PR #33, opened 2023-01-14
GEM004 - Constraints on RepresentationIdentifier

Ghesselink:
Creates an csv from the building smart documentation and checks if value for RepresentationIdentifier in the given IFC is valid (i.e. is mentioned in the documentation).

● ● ● ● ● ● ●

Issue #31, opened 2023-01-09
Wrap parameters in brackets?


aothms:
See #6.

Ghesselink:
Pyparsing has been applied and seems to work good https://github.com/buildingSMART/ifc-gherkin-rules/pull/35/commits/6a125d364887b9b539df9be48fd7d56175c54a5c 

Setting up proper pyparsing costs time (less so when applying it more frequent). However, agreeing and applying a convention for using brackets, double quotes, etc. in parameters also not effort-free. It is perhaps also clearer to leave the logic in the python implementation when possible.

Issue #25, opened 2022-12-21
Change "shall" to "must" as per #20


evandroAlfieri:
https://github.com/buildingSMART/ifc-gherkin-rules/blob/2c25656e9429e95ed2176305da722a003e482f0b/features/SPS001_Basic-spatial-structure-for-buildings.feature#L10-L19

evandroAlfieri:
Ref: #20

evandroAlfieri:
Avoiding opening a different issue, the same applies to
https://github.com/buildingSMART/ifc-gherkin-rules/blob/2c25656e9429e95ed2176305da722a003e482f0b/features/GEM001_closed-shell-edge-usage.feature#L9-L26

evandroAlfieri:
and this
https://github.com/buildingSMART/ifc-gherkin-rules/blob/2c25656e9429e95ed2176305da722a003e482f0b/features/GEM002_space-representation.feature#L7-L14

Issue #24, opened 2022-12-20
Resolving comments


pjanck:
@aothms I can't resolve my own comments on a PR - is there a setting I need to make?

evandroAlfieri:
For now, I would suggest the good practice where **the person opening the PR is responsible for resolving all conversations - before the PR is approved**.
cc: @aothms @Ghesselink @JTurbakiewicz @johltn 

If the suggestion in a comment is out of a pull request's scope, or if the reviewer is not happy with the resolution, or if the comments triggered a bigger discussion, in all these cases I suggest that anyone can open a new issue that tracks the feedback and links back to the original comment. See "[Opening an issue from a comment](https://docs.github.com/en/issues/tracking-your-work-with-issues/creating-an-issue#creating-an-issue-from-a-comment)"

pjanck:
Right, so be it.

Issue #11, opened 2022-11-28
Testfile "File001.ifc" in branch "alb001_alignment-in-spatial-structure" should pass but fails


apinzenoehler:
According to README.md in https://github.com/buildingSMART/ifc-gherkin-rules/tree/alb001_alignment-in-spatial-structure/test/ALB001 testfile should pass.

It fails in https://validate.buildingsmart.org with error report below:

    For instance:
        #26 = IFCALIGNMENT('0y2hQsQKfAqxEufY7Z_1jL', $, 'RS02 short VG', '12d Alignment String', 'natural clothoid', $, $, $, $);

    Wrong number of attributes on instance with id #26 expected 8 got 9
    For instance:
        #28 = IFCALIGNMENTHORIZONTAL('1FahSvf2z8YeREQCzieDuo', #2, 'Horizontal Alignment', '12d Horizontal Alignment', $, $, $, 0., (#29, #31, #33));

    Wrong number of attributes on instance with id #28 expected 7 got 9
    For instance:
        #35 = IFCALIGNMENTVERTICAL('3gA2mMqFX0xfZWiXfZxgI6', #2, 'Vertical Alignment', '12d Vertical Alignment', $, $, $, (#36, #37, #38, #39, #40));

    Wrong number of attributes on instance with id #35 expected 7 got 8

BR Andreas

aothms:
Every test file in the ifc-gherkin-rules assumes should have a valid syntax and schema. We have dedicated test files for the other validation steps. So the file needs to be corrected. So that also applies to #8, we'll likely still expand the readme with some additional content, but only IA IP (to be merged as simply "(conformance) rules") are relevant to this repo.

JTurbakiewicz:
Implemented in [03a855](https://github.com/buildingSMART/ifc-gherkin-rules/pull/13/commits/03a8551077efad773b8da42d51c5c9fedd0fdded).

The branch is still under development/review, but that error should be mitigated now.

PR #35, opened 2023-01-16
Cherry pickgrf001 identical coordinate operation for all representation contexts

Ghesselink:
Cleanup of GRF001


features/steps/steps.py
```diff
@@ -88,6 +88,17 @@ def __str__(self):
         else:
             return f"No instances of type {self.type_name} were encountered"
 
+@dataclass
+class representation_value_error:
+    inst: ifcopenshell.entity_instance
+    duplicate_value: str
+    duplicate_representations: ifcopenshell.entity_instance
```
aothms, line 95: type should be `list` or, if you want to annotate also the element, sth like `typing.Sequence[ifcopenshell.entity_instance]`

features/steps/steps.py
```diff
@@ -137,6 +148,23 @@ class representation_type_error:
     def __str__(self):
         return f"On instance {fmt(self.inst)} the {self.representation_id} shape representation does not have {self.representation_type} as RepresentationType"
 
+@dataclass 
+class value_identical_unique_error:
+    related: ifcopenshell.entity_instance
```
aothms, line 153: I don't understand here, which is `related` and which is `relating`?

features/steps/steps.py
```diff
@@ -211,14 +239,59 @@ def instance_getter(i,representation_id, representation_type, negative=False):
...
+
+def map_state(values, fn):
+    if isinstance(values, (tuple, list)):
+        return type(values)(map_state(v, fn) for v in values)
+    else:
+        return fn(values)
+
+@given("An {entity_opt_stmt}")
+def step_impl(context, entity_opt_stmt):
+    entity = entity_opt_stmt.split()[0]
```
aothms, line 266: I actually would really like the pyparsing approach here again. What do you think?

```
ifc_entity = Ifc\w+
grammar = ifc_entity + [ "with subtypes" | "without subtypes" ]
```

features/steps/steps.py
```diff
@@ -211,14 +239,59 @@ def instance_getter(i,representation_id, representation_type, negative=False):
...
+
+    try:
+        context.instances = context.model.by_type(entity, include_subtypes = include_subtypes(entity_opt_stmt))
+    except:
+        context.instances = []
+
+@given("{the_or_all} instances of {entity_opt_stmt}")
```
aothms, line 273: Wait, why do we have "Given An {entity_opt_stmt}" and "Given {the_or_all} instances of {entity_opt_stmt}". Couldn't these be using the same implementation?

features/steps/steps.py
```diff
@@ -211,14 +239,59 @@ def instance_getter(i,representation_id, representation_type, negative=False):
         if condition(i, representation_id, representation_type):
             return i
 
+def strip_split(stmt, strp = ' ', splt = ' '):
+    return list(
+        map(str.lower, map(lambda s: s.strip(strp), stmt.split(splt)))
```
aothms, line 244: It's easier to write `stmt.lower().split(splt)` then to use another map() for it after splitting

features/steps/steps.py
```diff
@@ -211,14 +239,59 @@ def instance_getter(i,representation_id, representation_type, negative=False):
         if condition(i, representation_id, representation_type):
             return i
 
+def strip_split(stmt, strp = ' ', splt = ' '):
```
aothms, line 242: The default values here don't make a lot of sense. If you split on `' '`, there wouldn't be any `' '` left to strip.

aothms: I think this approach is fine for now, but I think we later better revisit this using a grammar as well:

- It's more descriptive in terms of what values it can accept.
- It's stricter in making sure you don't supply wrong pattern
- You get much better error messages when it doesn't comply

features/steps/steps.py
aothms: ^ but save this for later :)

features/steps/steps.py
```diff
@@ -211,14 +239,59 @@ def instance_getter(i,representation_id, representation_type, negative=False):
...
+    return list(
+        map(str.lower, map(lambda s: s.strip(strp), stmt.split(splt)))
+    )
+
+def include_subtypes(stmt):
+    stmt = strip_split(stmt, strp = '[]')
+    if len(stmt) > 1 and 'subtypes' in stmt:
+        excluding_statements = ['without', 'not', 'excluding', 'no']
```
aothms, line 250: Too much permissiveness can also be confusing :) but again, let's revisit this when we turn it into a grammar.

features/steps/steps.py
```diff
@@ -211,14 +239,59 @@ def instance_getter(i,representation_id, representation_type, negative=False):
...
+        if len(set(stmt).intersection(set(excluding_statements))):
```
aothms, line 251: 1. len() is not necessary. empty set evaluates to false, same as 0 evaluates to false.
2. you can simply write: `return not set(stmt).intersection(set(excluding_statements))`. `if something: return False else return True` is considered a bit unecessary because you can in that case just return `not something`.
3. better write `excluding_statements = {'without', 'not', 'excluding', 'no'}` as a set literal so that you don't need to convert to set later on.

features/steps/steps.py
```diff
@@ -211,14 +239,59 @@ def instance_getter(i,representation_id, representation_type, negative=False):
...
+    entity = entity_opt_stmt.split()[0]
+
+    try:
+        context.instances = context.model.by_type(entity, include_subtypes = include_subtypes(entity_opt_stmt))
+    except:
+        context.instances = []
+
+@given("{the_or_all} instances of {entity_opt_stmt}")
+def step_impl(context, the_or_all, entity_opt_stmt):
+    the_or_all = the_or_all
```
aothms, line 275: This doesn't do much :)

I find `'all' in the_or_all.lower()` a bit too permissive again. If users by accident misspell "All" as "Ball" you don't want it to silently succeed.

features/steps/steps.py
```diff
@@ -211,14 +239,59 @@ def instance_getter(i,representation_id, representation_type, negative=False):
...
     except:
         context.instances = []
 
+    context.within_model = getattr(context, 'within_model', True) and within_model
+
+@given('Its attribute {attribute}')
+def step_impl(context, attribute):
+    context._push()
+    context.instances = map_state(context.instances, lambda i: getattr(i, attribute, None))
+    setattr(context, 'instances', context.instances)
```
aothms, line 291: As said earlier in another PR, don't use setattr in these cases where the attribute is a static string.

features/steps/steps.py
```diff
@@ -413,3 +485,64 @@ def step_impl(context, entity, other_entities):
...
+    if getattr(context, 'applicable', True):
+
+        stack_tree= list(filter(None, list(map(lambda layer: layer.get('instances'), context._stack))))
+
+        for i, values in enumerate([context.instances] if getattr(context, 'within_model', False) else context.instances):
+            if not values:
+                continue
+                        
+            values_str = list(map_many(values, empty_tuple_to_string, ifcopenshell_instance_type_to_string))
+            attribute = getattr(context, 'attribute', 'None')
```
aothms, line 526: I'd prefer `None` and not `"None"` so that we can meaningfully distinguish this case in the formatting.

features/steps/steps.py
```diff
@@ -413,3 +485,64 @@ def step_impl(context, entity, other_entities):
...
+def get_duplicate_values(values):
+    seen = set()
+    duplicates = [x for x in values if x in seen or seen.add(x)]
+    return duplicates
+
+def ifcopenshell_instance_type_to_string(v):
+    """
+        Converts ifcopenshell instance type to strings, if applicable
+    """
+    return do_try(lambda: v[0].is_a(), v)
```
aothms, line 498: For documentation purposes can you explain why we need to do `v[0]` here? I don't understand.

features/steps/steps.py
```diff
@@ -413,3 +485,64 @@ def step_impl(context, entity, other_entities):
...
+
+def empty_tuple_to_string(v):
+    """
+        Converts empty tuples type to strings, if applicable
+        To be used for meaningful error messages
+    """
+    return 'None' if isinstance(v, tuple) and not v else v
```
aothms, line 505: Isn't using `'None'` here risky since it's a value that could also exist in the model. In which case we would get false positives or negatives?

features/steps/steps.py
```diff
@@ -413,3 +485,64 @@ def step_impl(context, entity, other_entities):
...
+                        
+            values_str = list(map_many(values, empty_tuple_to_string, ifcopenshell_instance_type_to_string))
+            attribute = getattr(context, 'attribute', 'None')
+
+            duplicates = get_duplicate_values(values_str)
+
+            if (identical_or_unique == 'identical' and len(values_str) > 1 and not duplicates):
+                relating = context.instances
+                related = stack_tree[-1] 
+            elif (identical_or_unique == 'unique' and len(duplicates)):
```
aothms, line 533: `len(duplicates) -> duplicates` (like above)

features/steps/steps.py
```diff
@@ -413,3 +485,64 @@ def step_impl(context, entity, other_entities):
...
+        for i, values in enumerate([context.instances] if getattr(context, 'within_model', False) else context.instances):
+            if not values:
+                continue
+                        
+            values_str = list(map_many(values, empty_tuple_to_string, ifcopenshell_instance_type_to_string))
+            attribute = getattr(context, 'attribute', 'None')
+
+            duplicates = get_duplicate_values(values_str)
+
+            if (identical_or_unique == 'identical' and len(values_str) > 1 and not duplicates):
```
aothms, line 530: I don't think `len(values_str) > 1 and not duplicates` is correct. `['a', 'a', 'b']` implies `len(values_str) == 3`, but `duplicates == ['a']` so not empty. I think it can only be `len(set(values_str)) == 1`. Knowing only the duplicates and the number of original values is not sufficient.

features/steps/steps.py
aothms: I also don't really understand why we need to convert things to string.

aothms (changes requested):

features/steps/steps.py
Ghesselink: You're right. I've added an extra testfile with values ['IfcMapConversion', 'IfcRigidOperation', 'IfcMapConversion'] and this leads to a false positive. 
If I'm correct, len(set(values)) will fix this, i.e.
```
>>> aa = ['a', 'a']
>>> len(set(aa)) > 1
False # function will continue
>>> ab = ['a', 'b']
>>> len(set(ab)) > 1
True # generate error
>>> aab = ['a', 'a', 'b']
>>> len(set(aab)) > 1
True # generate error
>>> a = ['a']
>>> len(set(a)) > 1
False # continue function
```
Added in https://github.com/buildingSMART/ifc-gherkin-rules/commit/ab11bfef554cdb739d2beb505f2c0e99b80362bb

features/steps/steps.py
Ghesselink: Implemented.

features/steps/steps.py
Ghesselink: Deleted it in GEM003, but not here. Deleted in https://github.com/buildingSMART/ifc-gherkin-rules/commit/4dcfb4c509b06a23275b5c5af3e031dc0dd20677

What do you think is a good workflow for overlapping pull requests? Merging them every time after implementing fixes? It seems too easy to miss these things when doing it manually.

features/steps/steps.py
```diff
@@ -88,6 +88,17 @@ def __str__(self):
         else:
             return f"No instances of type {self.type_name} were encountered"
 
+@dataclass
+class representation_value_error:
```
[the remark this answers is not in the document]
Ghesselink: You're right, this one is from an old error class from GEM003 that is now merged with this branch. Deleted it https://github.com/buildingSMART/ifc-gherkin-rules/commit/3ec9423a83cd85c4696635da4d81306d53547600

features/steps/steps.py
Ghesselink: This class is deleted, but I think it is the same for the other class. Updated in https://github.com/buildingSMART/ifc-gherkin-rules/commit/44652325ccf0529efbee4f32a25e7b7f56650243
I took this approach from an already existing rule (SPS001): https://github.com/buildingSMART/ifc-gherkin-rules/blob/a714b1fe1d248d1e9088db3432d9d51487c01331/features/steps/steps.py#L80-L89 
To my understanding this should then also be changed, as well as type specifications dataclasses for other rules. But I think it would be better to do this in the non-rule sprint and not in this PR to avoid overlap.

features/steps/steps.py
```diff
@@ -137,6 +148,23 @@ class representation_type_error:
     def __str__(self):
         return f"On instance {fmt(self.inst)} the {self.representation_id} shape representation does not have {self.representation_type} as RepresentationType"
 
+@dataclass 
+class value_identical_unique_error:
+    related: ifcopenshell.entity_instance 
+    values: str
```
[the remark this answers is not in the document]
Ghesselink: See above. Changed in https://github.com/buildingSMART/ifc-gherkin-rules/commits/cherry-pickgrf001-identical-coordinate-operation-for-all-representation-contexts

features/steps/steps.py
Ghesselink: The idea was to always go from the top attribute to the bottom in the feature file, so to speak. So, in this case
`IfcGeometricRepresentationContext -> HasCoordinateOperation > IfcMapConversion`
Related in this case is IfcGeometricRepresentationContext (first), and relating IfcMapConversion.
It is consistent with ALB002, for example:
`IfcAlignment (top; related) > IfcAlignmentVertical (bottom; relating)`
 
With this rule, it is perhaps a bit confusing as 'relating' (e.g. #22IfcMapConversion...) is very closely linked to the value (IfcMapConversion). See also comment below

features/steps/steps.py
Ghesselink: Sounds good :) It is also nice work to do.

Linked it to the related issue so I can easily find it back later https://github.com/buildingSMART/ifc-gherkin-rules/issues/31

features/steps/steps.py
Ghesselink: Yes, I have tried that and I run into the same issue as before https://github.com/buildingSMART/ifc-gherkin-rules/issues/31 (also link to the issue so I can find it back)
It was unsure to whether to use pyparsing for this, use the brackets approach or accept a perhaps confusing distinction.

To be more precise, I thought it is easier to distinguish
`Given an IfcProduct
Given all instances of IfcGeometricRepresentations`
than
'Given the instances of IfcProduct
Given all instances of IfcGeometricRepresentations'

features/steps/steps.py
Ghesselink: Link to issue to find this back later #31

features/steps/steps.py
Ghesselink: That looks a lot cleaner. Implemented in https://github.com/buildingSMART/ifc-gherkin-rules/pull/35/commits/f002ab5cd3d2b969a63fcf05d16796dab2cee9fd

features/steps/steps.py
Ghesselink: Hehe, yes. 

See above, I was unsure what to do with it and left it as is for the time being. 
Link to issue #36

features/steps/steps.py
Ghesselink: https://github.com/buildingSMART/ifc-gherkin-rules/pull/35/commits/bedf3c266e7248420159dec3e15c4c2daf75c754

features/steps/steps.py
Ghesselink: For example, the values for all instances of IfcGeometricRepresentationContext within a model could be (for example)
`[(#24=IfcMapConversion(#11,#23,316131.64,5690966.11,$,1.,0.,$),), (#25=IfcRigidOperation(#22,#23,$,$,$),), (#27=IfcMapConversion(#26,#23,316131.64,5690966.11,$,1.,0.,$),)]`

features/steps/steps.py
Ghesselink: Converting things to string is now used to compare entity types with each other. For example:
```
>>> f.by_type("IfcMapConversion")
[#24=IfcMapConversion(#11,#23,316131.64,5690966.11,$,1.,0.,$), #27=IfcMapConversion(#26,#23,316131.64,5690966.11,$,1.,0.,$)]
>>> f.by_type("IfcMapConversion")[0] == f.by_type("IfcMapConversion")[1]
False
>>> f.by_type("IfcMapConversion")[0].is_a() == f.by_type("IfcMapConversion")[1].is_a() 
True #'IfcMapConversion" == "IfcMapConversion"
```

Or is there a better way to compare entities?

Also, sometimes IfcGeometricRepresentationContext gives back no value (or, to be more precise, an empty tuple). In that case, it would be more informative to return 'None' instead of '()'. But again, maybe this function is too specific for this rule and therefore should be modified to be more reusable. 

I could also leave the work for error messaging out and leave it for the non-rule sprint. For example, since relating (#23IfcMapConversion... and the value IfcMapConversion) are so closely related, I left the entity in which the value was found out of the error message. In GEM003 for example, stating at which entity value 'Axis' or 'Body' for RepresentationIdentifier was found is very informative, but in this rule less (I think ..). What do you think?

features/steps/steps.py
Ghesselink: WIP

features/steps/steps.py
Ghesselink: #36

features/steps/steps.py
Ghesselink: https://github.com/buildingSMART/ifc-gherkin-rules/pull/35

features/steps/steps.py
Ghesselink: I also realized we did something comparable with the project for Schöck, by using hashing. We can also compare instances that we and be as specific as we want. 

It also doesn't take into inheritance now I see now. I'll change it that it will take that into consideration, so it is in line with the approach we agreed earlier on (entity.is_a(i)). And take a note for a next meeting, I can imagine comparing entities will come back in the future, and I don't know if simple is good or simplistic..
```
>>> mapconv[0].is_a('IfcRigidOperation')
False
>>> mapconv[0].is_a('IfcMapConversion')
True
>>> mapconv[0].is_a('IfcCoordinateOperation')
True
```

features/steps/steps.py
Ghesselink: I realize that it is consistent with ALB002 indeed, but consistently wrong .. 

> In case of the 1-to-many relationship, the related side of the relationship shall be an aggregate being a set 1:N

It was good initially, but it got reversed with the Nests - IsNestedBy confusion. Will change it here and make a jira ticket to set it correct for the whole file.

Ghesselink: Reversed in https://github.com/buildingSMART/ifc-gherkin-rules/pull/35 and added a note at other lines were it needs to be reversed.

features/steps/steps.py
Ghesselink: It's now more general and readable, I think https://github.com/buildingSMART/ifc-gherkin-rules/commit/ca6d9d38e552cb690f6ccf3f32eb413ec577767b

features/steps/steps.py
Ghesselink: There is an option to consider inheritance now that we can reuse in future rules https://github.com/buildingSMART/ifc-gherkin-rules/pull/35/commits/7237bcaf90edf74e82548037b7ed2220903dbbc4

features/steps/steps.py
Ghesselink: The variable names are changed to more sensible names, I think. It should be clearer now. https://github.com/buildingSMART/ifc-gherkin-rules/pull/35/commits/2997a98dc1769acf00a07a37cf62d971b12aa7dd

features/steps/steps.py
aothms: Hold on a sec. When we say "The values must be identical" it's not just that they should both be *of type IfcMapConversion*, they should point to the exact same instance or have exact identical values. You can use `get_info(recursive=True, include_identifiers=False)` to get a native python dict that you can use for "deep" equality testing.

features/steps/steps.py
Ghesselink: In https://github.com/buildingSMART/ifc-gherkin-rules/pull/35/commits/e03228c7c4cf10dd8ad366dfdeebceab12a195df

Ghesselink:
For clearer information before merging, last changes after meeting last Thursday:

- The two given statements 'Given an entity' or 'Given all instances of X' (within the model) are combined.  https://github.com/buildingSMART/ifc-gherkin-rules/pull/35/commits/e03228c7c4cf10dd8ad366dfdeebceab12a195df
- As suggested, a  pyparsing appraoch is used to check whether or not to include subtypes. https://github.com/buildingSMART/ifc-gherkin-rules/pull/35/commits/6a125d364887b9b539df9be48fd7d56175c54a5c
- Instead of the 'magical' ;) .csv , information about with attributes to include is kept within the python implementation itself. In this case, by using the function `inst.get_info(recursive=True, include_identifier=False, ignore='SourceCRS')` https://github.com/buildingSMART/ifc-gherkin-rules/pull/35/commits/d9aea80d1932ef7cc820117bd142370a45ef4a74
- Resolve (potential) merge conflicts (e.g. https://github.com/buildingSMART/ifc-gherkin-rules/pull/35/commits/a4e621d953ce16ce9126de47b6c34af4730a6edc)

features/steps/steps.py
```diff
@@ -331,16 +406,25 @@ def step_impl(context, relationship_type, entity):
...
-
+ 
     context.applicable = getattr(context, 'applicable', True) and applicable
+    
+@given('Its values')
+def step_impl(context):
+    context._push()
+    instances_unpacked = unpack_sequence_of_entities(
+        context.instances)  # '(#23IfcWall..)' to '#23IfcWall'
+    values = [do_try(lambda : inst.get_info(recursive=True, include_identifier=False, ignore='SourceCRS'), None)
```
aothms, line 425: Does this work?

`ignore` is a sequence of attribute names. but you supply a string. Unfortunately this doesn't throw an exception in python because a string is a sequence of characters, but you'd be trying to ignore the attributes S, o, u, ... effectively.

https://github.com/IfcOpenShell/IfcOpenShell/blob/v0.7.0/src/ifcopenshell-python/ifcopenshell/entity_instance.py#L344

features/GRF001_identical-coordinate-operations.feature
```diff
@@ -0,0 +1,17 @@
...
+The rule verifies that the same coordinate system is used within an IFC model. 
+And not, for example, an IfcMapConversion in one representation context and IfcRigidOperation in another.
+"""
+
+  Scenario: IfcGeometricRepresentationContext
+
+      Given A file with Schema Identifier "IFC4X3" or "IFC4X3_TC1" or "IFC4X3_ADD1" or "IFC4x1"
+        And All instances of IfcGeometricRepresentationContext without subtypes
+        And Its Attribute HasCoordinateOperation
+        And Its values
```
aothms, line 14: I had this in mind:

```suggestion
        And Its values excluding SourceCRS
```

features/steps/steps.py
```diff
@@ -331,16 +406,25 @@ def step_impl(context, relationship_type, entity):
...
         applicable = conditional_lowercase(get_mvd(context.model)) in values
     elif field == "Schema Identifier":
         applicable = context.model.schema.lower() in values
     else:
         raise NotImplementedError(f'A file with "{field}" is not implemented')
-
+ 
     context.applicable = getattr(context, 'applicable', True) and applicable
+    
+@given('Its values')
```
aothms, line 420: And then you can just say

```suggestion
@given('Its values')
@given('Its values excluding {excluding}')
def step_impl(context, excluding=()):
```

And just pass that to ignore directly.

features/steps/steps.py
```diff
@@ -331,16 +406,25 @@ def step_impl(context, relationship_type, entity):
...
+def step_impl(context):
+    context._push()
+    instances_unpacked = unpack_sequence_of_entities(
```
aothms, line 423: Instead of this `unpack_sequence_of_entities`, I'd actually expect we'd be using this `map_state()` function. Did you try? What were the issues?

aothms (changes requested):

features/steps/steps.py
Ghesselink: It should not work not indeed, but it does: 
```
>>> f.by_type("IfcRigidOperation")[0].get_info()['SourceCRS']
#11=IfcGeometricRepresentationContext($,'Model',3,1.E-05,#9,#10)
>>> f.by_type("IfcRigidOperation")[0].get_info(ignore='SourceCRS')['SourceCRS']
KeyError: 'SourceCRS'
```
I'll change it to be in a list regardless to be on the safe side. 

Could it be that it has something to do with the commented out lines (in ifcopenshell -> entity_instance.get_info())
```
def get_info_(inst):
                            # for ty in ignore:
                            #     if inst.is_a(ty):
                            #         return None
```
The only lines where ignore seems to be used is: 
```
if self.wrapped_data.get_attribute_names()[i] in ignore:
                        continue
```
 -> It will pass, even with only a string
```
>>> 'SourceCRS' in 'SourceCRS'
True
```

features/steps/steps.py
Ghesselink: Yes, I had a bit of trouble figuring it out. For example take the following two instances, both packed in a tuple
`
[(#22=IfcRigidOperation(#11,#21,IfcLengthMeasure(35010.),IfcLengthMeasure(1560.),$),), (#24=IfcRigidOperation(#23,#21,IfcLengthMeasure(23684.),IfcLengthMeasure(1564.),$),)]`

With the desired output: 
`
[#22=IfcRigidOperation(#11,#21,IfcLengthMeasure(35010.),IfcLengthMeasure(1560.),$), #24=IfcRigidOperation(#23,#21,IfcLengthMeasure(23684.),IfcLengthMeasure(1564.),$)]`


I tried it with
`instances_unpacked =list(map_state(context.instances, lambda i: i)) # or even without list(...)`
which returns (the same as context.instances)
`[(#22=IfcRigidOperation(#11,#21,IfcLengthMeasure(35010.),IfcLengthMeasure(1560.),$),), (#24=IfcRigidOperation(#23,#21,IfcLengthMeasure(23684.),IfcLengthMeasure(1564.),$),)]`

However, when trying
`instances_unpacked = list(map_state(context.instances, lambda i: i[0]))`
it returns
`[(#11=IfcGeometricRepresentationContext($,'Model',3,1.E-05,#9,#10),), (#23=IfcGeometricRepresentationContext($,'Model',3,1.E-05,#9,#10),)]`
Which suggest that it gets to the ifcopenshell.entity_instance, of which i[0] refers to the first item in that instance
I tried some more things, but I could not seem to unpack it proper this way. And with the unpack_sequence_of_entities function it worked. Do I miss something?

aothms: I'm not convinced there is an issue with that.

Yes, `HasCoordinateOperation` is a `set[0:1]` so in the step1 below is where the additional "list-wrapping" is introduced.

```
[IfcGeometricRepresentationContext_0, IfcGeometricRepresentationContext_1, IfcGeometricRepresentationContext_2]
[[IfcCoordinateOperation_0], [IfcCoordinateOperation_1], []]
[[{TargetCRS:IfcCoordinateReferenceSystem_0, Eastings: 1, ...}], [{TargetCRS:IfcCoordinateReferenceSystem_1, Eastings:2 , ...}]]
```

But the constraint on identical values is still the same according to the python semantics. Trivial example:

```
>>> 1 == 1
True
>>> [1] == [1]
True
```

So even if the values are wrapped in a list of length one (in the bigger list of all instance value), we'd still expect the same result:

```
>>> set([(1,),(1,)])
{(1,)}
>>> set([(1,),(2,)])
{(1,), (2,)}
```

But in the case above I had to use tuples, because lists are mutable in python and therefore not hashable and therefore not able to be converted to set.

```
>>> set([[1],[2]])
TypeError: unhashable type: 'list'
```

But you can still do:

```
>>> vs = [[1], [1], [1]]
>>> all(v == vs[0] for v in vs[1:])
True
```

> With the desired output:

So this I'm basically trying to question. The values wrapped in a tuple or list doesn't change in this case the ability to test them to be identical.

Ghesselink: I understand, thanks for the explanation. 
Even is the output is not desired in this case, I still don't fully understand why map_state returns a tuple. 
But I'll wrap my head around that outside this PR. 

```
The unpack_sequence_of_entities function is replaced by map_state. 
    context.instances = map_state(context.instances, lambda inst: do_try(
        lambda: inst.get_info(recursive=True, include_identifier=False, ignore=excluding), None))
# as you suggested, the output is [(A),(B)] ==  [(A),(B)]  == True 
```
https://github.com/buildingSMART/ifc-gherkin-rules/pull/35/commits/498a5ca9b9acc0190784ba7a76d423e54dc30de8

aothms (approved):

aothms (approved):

● ● ● ● ● ● ●

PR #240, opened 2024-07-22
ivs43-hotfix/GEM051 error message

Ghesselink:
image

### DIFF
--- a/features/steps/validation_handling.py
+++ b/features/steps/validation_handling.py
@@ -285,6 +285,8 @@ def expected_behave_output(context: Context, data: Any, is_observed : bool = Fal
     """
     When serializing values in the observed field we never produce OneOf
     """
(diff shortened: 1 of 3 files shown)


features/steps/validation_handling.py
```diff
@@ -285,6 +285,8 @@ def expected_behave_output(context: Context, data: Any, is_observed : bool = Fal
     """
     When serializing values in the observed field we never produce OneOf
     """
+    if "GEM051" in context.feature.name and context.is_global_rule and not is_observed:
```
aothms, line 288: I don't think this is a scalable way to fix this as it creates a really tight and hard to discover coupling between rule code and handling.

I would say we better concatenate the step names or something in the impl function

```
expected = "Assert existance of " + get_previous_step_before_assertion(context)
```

● ● ● ● ● ● ●

- [WHAT YOU NEED TO DO]
Report only how many lines in the entries above contain the string "files".

- [EXPECTED ANSWER]
2